Description of the task |
Copy every line in the records below that contains the word "getJsonObject".

Dataset entries |
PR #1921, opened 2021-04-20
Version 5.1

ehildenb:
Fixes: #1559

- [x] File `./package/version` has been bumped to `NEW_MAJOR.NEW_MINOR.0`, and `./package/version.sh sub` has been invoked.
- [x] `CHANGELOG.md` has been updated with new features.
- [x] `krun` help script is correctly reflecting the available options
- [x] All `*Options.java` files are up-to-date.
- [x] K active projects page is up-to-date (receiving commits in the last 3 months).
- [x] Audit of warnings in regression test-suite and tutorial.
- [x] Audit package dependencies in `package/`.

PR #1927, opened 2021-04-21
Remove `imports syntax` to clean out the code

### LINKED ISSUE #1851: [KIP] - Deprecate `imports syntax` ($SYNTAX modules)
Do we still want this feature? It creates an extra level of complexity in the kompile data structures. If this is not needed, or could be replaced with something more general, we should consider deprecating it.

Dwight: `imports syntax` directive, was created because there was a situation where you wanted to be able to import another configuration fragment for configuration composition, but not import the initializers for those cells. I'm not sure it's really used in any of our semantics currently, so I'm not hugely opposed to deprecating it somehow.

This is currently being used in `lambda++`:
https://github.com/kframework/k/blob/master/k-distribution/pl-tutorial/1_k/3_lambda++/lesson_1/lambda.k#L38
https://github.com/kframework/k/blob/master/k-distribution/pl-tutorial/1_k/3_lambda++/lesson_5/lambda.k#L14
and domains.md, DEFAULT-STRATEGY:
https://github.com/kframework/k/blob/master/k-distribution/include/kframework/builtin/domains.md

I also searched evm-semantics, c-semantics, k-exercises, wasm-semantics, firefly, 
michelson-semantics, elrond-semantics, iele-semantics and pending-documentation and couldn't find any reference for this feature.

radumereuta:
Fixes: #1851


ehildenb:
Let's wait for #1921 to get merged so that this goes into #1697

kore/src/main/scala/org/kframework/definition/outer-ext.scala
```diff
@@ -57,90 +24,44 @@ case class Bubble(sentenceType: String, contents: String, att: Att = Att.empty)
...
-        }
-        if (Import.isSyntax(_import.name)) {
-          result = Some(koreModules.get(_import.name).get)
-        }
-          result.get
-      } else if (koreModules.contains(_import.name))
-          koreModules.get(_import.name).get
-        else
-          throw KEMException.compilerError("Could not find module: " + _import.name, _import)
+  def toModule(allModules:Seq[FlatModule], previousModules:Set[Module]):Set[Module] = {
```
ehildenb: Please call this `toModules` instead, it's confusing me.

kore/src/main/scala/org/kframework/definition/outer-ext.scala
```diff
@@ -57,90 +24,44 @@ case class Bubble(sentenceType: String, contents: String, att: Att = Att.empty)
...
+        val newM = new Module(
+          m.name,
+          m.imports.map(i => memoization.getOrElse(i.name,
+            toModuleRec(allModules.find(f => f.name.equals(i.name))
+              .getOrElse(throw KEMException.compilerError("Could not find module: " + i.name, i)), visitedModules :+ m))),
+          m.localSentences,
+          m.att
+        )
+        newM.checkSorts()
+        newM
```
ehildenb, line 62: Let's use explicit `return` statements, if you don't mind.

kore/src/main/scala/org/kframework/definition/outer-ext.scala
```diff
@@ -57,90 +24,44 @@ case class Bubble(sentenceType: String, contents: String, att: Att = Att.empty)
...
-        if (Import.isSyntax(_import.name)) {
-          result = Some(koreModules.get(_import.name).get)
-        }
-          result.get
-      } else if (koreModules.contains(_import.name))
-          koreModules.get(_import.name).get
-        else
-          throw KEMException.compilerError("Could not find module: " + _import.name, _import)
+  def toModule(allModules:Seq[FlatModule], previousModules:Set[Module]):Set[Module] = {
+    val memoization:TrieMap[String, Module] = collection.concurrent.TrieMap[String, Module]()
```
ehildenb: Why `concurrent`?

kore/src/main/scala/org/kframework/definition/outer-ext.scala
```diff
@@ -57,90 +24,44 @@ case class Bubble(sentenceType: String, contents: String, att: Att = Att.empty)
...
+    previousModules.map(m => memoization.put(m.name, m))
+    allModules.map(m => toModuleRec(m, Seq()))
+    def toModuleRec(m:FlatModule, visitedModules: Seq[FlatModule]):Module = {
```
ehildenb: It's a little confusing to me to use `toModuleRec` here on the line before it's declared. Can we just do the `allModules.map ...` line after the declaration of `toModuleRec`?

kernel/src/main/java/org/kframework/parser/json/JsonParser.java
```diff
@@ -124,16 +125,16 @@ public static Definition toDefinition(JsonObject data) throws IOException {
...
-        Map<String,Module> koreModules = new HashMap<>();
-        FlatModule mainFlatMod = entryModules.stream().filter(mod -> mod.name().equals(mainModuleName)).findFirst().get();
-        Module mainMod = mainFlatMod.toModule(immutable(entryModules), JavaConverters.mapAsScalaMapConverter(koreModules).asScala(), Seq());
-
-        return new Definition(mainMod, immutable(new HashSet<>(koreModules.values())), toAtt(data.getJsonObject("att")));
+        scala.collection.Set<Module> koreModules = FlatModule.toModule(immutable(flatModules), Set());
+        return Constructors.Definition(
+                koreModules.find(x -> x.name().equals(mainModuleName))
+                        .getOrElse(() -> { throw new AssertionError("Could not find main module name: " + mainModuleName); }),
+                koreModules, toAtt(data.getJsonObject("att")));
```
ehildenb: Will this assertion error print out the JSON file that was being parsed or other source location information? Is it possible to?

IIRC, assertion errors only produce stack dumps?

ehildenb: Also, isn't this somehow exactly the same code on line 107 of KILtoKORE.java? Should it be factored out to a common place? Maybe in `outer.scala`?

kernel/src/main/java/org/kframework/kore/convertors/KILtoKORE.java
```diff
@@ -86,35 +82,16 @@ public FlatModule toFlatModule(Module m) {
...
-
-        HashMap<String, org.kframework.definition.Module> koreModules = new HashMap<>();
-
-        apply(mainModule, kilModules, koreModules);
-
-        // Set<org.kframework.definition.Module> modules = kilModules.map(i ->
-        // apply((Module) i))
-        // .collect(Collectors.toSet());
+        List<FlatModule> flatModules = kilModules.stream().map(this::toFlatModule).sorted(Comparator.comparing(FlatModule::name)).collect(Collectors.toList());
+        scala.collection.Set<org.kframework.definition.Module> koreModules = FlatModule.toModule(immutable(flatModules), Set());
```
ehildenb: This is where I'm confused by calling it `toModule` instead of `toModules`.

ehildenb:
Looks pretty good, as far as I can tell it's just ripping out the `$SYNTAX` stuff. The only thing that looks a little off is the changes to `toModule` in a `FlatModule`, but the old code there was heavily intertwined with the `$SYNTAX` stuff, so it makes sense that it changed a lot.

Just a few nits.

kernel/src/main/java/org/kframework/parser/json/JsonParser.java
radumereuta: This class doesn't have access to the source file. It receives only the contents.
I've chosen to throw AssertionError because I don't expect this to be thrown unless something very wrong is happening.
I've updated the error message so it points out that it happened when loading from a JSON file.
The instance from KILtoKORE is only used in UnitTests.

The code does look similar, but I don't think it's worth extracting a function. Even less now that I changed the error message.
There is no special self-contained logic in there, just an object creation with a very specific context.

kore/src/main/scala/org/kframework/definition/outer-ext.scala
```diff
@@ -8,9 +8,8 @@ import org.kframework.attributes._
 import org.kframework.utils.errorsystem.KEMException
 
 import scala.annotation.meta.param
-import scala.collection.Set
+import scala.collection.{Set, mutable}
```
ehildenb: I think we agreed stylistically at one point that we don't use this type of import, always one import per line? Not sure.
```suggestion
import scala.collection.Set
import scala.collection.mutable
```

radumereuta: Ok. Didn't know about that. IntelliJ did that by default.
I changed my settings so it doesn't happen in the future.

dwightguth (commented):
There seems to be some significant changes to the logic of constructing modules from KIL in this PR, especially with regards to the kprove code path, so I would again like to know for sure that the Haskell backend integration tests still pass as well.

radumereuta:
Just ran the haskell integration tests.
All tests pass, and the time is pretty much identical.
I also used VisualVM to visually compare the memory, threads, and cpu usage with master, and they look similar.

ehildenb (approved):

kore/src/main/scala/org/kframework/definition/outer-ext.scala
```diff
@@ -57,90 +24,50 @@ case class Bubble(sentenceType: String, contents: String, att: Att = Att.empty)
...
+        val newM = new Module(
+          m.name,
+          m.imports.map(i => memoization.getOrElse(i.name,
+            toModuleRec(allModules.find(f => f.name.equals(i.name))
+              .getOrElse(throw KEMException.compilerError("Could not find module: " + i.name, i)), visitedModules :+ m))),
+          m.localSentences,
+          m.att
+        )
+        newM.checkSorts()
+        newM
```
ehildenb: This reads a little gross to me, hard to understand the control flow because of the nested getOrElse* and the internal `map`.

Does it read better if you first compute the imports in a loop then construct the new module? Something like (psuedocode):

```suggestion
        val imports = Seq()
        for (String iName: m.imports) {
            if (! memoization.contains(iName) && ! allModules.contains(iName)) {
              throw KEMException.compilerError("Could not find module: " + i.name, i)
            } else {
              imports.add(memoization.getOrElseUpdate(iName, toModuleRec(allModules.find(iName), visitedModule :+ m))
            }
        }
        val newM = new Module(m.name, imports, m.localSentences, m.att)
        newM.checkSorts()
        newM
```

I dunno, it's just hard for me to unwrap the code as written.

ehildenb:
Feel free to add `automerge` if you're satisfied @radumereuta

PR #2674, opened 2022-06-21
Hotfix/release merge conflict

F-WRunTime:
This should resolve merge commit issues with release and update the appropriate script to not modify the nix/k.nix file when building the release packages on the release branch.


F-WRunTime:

Solution |
-        return new Definition(mainMod, immutable(new HashSet<>(koreModules.values())), toAtt(data.getJsonObject("att")));
+                koreModules, toAtt(data.getJsonObject("att")));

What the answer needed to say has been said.